La simbología numérica reviste, en los denominados "cuentos populares", una importancia capital. En este, todo gira en torno al siete (siete años, siete enanitos, "el camino de los siete montes") y al tres (el triángulo implícito formado por la reina madre, el rey y la princesa; los tres intentos de asesinato por medio de la cinta, el peine y la manzana; el cuervo, el búho y la paloma que protagonizan el cortejo fúnebre de la princesa). En el cuento de la "Bella Durmiente", el rito iniciático que toma por objeto una rueca (rito que ha sido identificado, de nuevo según los presupuestos del psicoanálisis, con la primera menstruación o con la pérdida de la virginidad), sucede a la también fronteriza edad de quince años. En su particular versión, Walser fusiona, en concordancia con una tendencia bastante general, los cuentos de Blancanieves y de La Bella Durmiente, al atribuir indirectamente la resurrección de BLANCANIEVES al beso del príncipe, y no a la caída accidental de la urna de cristal en la que reposaba(10).
En su particular versión de la Blancanieves de Walser, el cineasta João César Monteiro se refiere, de este certero modo, al dilema que implica optar por el deshielo como ingreso en el orden diurno de la vida:
Por que preço? O dilema é quase hamletiano: a afirmação da pequenez do sim, implica a renuncia à grandeza do não. Os derradeiros flocos de neve derretem-se ante o triunfo dos raios solares. O mundo social não hospeda o mundo mítico.
[ver A Branca de Neve de Robert Walser, por João César Monteiro e Marie-Louise Audiberti]
En un gesto de estirpe netamente vanguardista y manifestaria (en lo que tiene de negación radical de cualquier posibilidad de afirmación) João César Monteiro lleva hasta el extremo la crítica de Robert Walser a la palabra como instrumento "transparente" de una acción progresiva. Del mismo modo, el escritor suízo trunca deliberadamente en su obra el supuesto destino lineal del sujeto prototípico de los cuentos populares. Para ello, retoma el cuento de "Blancanieves" en el punto en donde los hermanos Grimm lo habían dejado y opera sobre él una selección que tiene por objeto filtrar, a fin de potenciarlos, sus elementos más inquietantes.
En efecto, en el cuento original, la figura del príncipe era ya objeto de una sutilísima parodia(11). Esta tiene lugar cuando el protagonista masculino se encuentra con la urna de cristal después de haberse perdido en el bosque, en un claro paralelismo con el extravío inicial de Blancanieves (deriva, como la de él, muy provechosa, porque la había llevado hacia la casa de los siete enanitos). La belleza de la mujer muerta le impresiona tanto que, en un auténtico rapto de necrofilia (difícilmente justificable desde la perspectiva de quienes conciben los cuentos populares como un mero instrumento pedagógico), se propone comprársela a los enanos. Ellos, por descontado, no acceden. La negativa acrecienta el dolor (y el deseo, diríamos nosotros) del príncipe, hasta que los amigos diminutos de la hermosa, conmovidos ante sus lágrimas, terminan, compasivos, por cedérsela.

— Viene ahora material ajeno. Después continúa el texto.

PR #5372, opened 2023-06-25
update cojac version to 0.9

PlushZ:
FOR CONTRIBUTOR:


wm75:
@PlushZ I've decided that it's time to rewrite all the bed /amplicon info file handling code spreading now across the ivar suite of tools and here. My plan is to create a PyPI package for this that ivar and cojac can reuse, but for now I just pasted my first version of that code here. We can always replace it later.

PlushZ (commented):
@ wm75 is it a good idea to replace this option from 2 files with only one ARTIC primer scheme file? We can avoid asking a user for an extra amplicon_info file since your viramp_hub PyPI package can generate it.

tools/cojac/cooc_mutbamscan.xml
```diff
@@ -32,8 +39,26 @@ cooc-mutbamscan
...
+                <option value="single_file">Amplicon definitions formatted for
+                    Cojac</option>
+                <option value="two_files">ARTIC network primer scheme and amplicon grouping
+                file</option>
+            </param>
+            <when value="single_file">
+                <param name="bed_file" type="data" format="bed" label="Amplicon definitions file"
+                       help="BED dataset providing the positions of the amplicons on the reference sequence. Cojac: mutbamscan expects coordinates excluding the primer sequences."/>
+            </when>
+            <when value="two_files">
```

El PRÍNCIPE EXTRANJERO de Robert Walser es, con todo, un personaje mucho más siniestro que el príncipe comerciante de los hermanos Grimm. La especificación de extranjería es ya una garantía de desasosiego, por cuanto insinúa, en idea pre-existencialista muy grata al escritor, que todos somos extranjeros para los otros. Pero la extranjería es aquí, además, la ley del deseo y la marca de la invasión de ese jardín que, a modo de hortus conclusus, constituye, junto con el castillo, el espacio que vertebra la obra en su dimensión escénica. El jardín y el castillo son presentados como lugares opresivos en los que es imposible entrar sin ejercer un alto grado de violencia y de los que no es posible salir sin haber experimentado una transformación.
En una versión libre y depredadora de tópicos como el odi et amo (Catulo) o la militia amoris (Ovidio), el mismo amor (CAZADOR mediante) es concebido como sangrienta (12) captura. De ahí que quizás no haya, en verdad, amor en esta obra. A no ser, claro está, que el amor se entienda, a la manera rilkeana, como una una colisión azarosa y violenta de dos soledades inconmensurables.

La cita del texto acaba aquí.